Pada akhirnya, saat hari itu berlalu dan kesehatannya berangsur pulih, aku menyadari bahwa doa adalah kekuatan terbesar yang kumiliki di tengah ketidakberdayaan ini. Bayiku masih tidur di ranjang kecilnya, dan aku tetap berada di sisinya, bersumpah untuk selalu menjaga, apapun yang terjadi.

 

Tangismu adalah Lukaku

Pada akhirnya bayi kecilku tumbuh menjadi balita yang ceria meski sedikit cengeng, mungkin karena dia perempuan yang senjata utamanya adalah air mata bila menginginkan sesuatu. Putriku tumbuh sehat dalam limpahan kasih sayang seluruh keluarga, karena dia cucu perempuan satu-satunya dari Orang Tuaku.

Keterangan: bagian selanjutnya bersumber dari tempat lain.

PR #2825, opened 2026-07-11
security: bound the version-file read in argv0 resolution (parent-memory DoS) (part of #2820)

tya5:
**[tui-coder]** — part of #2820 (part A DoS hardening, forward-fix). Follows merged #2822 (part A).

## What
A small, high-priority defensive follow-up to part A (#2822). The adversarial security co-vet CLEARed the merged commit against RCE / traversal / symlink-escape / exec, but a **broker-lag race** merged it ~45s before my self-audit hardening landed, so this did not ride in #2822. Forward-fixing it here (no revert — part A is a net RCE-surface improvement).

## Why (the gap the co-vet's own focus surfaced)
`resolve_real_executable` reads a `.python-version` from the sandbox child's **cwd**, which is **agent/tool-writable**. The merged code read it with an unbounded `read_text()`. An attacker who plants a multi-GB regular file there (or a symlink to one) turns resolution into a **memory DoS of the reyn parent process** (resolution runs in the parent). Low severity — not RCE — but a real, reachable resource-exhaustion vector on the incident pyenv host.

## Change
- **bounded version-file read**: read only a 4 KB head (a version token is a handful of bytes and lives at the very start). A huge planted file can no longer be read into memory. `is_file()` already excludes devices/FIFOs, so a symlink to `/dev/zero` is skipped, not read endlessly.
- **resolved-bin symlink containment** (the guard already exists in merged code) now has an explicit escape-fails-open test.
- **version-token validation across all sources** (env / file / global) — already the case since validation is applied to `_selected_version`'s return regardless of origin — now pinned by an env-source malicious-token test.

## Test plan
- [x] `pytest tests/test_sandbox_argv0_resolve_2820.py` — 21 Tier 2 (4 new: bounded-read with 8 MB trailing junk still resolves via the head token; device-symlink skipped; env-source malicious token rejected; resolved-bin symlink-escape fails open)
- [x] `test_tier_audit.py --strict` — 21 OK, 0 Tier-4
- [x] full `pytest` — 8259 passed; the same 9 pre-existing LLM-router/compaction failures (CI-green, local-only pollution, pass in isolation). No new failures from this diff.

Tier self-check: Tier 2, assert on public surface (return value, sentinel/side-effect absence), real filesystem layout (no mock), no private-state / format-pin.

Subprocess-zero is preserved (this only bounds the filesystem read). Ready for the same adversarial security co-vet with unbounded-read DoS added to the explicit focus.

### DIFF
--- a/src/reyn/security/sandbox/resolve.py
+++ b/src/reyn/security/sandbox/resolve.py
@@ -76,6 +76,13 @@ def _resolvable_manager_root(path: str) -> str | None:
     return None
 
 
+# A version file is a handful of bytes. A ``.python-version`` sits in the
+# agent/tool-writable cwd, so cap the read: an attacker who plants a multi-GB
+# regular file (or a symlink to one) must not turn resolution into a memory DoS.
+# The version token lives at the very start, so the head is all we ever need.
+_VERSION_FILE_READ_CAP = 4096
+
+
 def _first_token(text: str) -> str | None:
     """First whitespace/colon-free token of the first non-empty line of *text*,
     or None. (``PYENV_VERSION`` uses ``:`` to list multiple; files use lines.)"""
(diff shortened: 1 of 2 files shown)


tya5:
**[tui-coder]** — test falsifiability fix pushed (commit `6bc14f25`, test-only)

Good catch — the original `test_oversize_version_file_is_read_bounded` was **non-falsifying**: `"3.12.7\n" + 8 MB` doesn't OOM, and the old unbounded `read_text()` returns the same head token `3.12.7`, so a regression to `read_text()` would stay green (wiring-test anti-pattern).

Replaced with the reviewer-provided falsifying construction: `.python-version = (" " * 5000) + "3.12.7\n"`, assert **fail-open to the shim**.
- bounded read (4 KB cap): the head is all whitespace → no token → fail open to shim → `assert resolved.endswith("/.pyenv/shims/python3")` holds.
- unbounded read (old / regression): the full line strips back to `3.12.7` → resolves to the real binary → the assertion FLIPS → RED.

**Verified locally**: GREEN with the cap; temporarily setting `_VERSION_FILE_READ_CAP = 100_000_000` (i.e. effectively `read_text()`) makes it **RED** — so it genuinely witnesses the byte bound, not just a happy path.

Implementation untouched (test-only). Ready to merge.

Hingga di suatu pagi dengan langit cerah dan udara segar, aku meluangkan waktu untuk mengantar anakku ke sekolah TK, sebuah momen langka yang begitu aku nantikan. Biasanya aku hanya bisa menunggunya bercerita sepulang sekolah tentang apa yang terjadi di sana. Tetapi, pagi itu, aku ingin menyaksikan sendiri senyum polosnya saat berlari memasuki gerbang sekolah, tanpa beban dan penuh semangat.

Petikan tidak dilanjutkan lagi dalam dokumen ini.